A la espera de celebrar el bicentenario del «Star-Spangled Banner» de Francis Scott Key, tengo que admitir, con profunda vergüenza y bochorno, que hasta que dejé Inglaterra y fui a la universidad en Estados Unidos, asumí que las palabras se referían a la Guerra de la Independencia. En mi defensa, sospecho que no soy el único que comete este error.
Para la gente que, como yo, se confunde de banderas y de guerras, creo que hay que señalar que puede que sólo haya habido una Guerra de 1812, pero hay cuatro versiones distintas de ella: la estadounidense, la británica, la canadiense y la de los nativos americanos. Además, entre los estadounidenses, los principales actores del drama, existen múltiples variaciones de las versiones, lo que ha provocado un desacuerdo generalizado sobre las causas, el significado e incluso el resultado de la guerra.
Inmediatamente después de la guerra, los comentaristas estadounidenses pintaron las batallas de 1812-15 como parte de una gloriosa «segunda guerra por la independencia». A medida que avanzaba el siglo XIX, esta visión cambió a una historia más general sobre el «nacimiento de la libertad americana» y la fundación de la Unión. Pero ni siquiera esta nota pudo mantenerse, y a finales de siglo, el historiador Henry Adams describía la guerra como un ejercicio sin rumbo de desatino, arrogancia y locura humana. Durante el siglo XX, los historiadores reformularon la guerra en términos nacionales: como una condición previa para el afianzamiento de la esclavitud en el Sur, el punto de partida para el objetivo del Destino Manifiesto y las primeras salvas en la carrera por la supremacía industrial-capitalista. Las trágicas consecuencias de 1812 para las naciones nativas también empezaron a recibir la atención adecuada. Independientemente de los triunfos que pudieran extraerse de la guerra, ahora se aceptaba que ninguno alcanzó a la Confederación India bajo Tecumseh. En esta narrativa posmoderna sobre la identidad estadounidense, el «enemigo» de la guerra -Britania- casi desapareció por completo.
No es de extrañar que la historia canadiense de la guerra comenzara con un conjunto de héroes y villanos completamente diferente. Si Estados Unidos tiene su Paul Revere, Canadá tiene al jefe shawnee Tecumseh, que perdió la vida defendiendo el Alto Canadá contra los estadounidenses, y a Laura Secord, que atravesó casi 20 millas de terreno pantanoso en 1813 para advertir a las tropas británicas y canadienses de un ataque inminente. Para los canadienses, la guerra fue, y sigue siendo, la piedra angular de la nación, provocada por la agresión desenfrenada de Estados Unidos. Aunque reconocen que hubo dos teatros de guerra -en el mar y en tierra-, es el rechazo exitoso de las diez incursiones estadounidenses entre 1812 y 1814 lo que ha recibido más atención.
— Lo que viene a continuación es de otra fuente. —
PR #5034, opened 2017-03-07
Fix uncontrolled input warning

jbalboni:
Related to [1385](https://github.com/department-of-veterans-affairs/vets.gov-team/issues/1385)

TextWidget should be setting value to a string always, so React doesn't switch between modes.

### DIFF
--- a/src/js/common/schemaform/widgets/TextWidget.jsx
+++ b/src/js/common/schemaform/widgets/TextWidget.jsx
@@ -13,7 +13,7 @@ export default function TextWidget(props) {
         maxLength={props.schema.maxLength}
         autoComplete={props.options.autocomplete || false}
         className={props.options.widgetClassNames}
-        value={props.value}
+        value={props.value || ''}
         onBlur={() => props.onBlur(props.id)}
         onChange={(event) => props.onChange(event.target.value ? event.target.value : undefined)}/>
   );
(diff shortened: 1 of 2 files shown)


src/js/common/schemaform/widgets/TextWidget.jsx
```diff
@@ -13,7 +13,7 @@ export default function TextWidget(props) {
         maxLength={props.schema.maxLength}
         autoComplete={props.options.autocomplete || false}
         className={props.options.widgetClassNames}
-        value={props.value}
+        value={props.value || ''}
```
cvalarida: The original change from `value={props.value || ''}` to `value={props.value}` was for testing, correct? Was there any other reason to allow `undefined` instead of a blank string? Will it cause blank strings to be sent back to the back end when `undefined` (or nothing at all) should be?

cvalarida (approved):
Barring anything too strange with the blank string vs. undefined debate, I'd say it looks good. It was working like this before, yes?

src/js/common/schemaform/widgets/TextWidget.jsx
jbalboni: Blank strings are converted to `undefined` in the onChange function, so this shouldn't cause any problems (and was how it worked before the recent change). Otherwise, it should have no effect.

Por el contrario, la historiografía británica de la Guerra de 1812 ha consistido generalmente en breves capítulos encajados entre los grandes relatos de las Guerras Napoleónicas. La justificación de esto comienza con las cifras: Aproximadamente 20.000 personas de todos los bandos murieron luchando en la Guerra de 1812, en comparación con más de 3,5 millones en la Napoleónica. Pero la brevedad con la que se ha tratado la guerra ha permitido que crezca un mito persistente sobre la ignorancia británica. En el siglo XIX, el historiador canadiense William Kingsford bromeaba sólo a medias cuando comentaba: «Los acontecimientos de la Guerra de 1812 no han sido olvidados en Inglaterra porque nunca se han conocido allí». En el XX, otro historiador canadiense comentó que la Guerra de 1812 es «un episodio de la historia que hace feliz a todo el mundo, porque cada uno lo interpreta de forma diferente… los ingleses son los más felices de todos, porque ni siquiera saben que ocurrió»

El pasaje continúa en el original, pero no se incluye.